• **What to work on**: Leave out every line before the one that contains "Fix checking app". Please restate that line and the rest of the data word for word, through the end.

• **Data in this exercise**:
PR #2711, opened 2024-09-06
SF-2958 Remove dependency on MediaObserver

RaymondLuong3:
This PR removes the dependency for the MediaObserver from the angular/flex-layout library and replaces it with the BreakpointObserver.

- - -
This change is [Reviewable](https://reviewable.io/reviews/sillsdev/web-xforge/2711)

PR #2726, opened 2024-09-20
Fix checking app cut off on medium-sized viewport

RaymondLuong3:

• **Task output**:
Fix checking app cut off on medium-sized viewport

RaymondLuong3:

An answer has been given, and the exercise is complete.